**What the task asks**
Copy out all the data, word for word.

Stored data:

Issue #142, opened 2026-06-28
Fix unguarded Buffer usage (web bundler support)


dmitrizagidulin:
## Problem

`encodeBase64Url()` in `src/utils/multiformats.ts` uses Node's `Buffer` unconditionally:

**Reply to the task**
Issue #142, opened 2026-06-28
Fix unguarded Buffer usage (web bundler support)


dmitrizagidulin:
## Problem

`encodeBase64Url()` in `src/utils/multiformats.ts` uses Node's `Buffer` unconditionally:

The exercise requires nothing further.